Consejos para viajar con niños pequeños

Cuando nació nuestro primer hijo continuamos viajando, aunque sustituimos los destinos lejanos por otros de corta o media distancia. A pesar de que seguimos viajando, algunas cosas cambiaron. El equipaje aumentó para incluir pañales, toallitas, mochila de porteo o carrito, biberones etc. El ritmo del viaje también cambió. Ya no pudimos viajar como lo hacíamos antes, tuvimos que adaptarnos a las necesidades de nuestro pequeño. Los viajes eran más cansados ya que no dormíamos las noches enteras (hasta que cumplió los tres años), no podíamos hacer tantas visitas/excursiones y algunas no consideramos oportuno hacerlas con un bebé tan pequeño. Pero al nacer nuestro segundo hijo, la cosa se complicó, no sólo teníamos que ocuparnos de un niño sino de dos…

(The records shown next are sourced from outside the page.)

PR #382, opened 2020-03-09
Grafana/dashboard: Add initial process table for netweaver

MalloZup:
# What does this PR?

- this pr add an initial dashboard + Process table of process.
- It add also the needed grafana variables like `node_name` etc which we use in other dashboards etc

### DIFF
--- a/salt/monitoring/provisioning/dashboards/netweaver-cluster-status.json
+++ b/salt/monitoring/provisioning/dashboards/netweaver-cluster-status.json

Viajar con dos niños pequeños transformó nuestra manera de viajar. Lo primero fue el cambio de ritmo. Sin darnos cuenta nos pasamos al Slow Travel, sin siquiera saber lo que era (podéis leer nuestra entrada “Slow travel: una opción mejor para viajar con niños”). El segundo cambio fue a nivel logístico. Con los años habíamos aprendido a viajar con poco equipaje, pero con los niños tuvimos que incorporar un montón de cosas para ellos: cochecitos, más ropa, biberones, pañales, cuentos, juguetes, etc. El tercer cambio afectó al tipo de viaje. Empezamos a buscar lugares donde los niños pudieran disfrutar y cambiamos los viajes largos en avión por los viajes en coche.

Destinos con niños

 

Viaje al Tirol con un bebé de 18 meses

En esta entrada resumimos un viaje que realizamos con nuestro primer hijo cuando tenía 18 meses. Buscábamos un lugar para viajar en nuestro verano (hemisferio norte) donde no hiciera mucho calor. Se nos ocurrió viajar al Tirol austriaco, una bonita región situada al oeste de Austria, rodeada de montañas. Allí pasamos unos días muy tranquilos sin aglomeraciones y en contacto con una naturaleza espectacular. A continuación resumimos los lugares que visitamos.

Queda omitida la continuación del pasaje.